Microsoft plugged 31 vulnerabilities June 9 in a hefty Patch Tuesday update.
In all, Microsoft released 10 security bulletins. Six of them are critical and address problems in Microsoft Word, Excel, Windows, Internet Explorer and Microsoft Works converters.
One of the most serious of the bulletins fixes eight Internet Explorer vulnerabilities, including one affecting IE 8 that was exploited at the CanSecWest conference. The most severe of the eight bugs can be exploited to allow remote code execution if a user visits a malicious Web page.

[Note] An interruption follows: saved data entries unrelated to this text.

PR #156, opened 2025-06-25
Fix SimPhoton time rounding

mvicenzi:
This PR fixes the incorrect rounding of photon times when producing `SimPhotons` collections.

Both `PDFastSimPAR` and `PDFastSimPVS` modules currently round the photon times to the closest integer when preparing their `SimPhotons` collections. While the rounding is needed for the `SimPhotonsLite` approach -- time is used as index for the vector -- this should not be done when saving each individual `sim::OnePhoton` time.

### DIFF
--- a/larsim/PhotonPropagation/PDFastSimPAR_module.cc
+++ b/larsim/PhotonPropagation/PDFastSimPAR_module.cc
@@ -563,8 +563,7 @@ namespace phot {
                 // calculates the time at which the photon was produced
                 double dtime = edepi.StartT() + fScintTime->fastScintTime();
                 if (fIncludePropTime) dtime += transport_time[i];
-                int time = static_cast<int>(std::round(dtime));
-                photon.Time = time;
+                photon.Time = dtime;
                 if (Reflected)
                   ref_photcol[channel].insert(ref_photcol[channel].end(), 1, photon);
                 else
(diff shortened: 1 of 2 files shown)


lpaulucc (commented):
@mvicenzi Thank you for identifying this. It might have been on purpose as the size of SimPhotons is already substantially larger than SimPhotonsLite. Do you have a user case where this change is needed as in the end the times will be converted to ticks during digitization? Do you also have an estimate on performance with this change? It is also worth pointing out that the OpBackTracker is still receiving time instead of dtime.

mvicenzi:
We don’t have a specific use case where we see a difference yet, but it could become important when using a response template with sub-nanosecond ticks. This is something one might consider when dealing with a steep rising edge.
I did some checks on the performance side. The `sim::OnePhoton` time is already stored as a `float`, so the size of the data product in memory doesn't change. However, it's true that the compression in the ROOT file for this branch becomes slightly less efficient. I see the file size increasing by about 3% when I disable the rounding.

In addition to being rated critical, the bulletin also received a “1” on Microsoft’s exploitability index, meaning that reliable exploit code is likely.
“If you’re running IE 8 on Windows XP or are concerned about intranet-based attacks, I would highly recommend putting this update on your high-priority ‘to do’ list,” Terri Forslof, TippingPoint’s manager of security response, said in a statement.
Two of the bulletins swat critical bugs in Microsoft Windows. MS09-18 fixes two vulnerabilities in implementations of Active Directory on Microsoft Windows 2000 Server and Windows Server 2003 and ADAM (Active Directory Application Mode) when installed on Windows XP Professional and Windows Server 2003. The other critical Windows bulletin affects Windows Print Spooler and addresses three bugs. The most serious of the vulnerabilities could allow a hacker to execute code remotely via a specially crafted RPC (remote procedure call) request.
The Microsoft Word and Excel bulletins each resolve a number of remote code execution vulnerabilities, while MS08-024 deals with a single issue in the Microsoft Works converters. The four noncritical vulnerabilities include fixes for escalation of privilege issues in the Windows kernel, the WebDAV vulnerabilities Microsoft warned users about in May, a vulnerability in Windows Search and a bug in the Windows RPC facility.
Microsoft also released an update for Office for Mac and Microsoft Works to cover a PowerPoint vulnerability. Qualys CTO Wolfgang Kandek said the Active Directory vulnerabilities patched in MS09-018 are the most urgent on the server side, while administrators will have their hands full with a number of critical bugs affecting everything from Windows to Excel.
“June’s Patch Tuesday is generating a major workload for IT administrators,” Kandek said.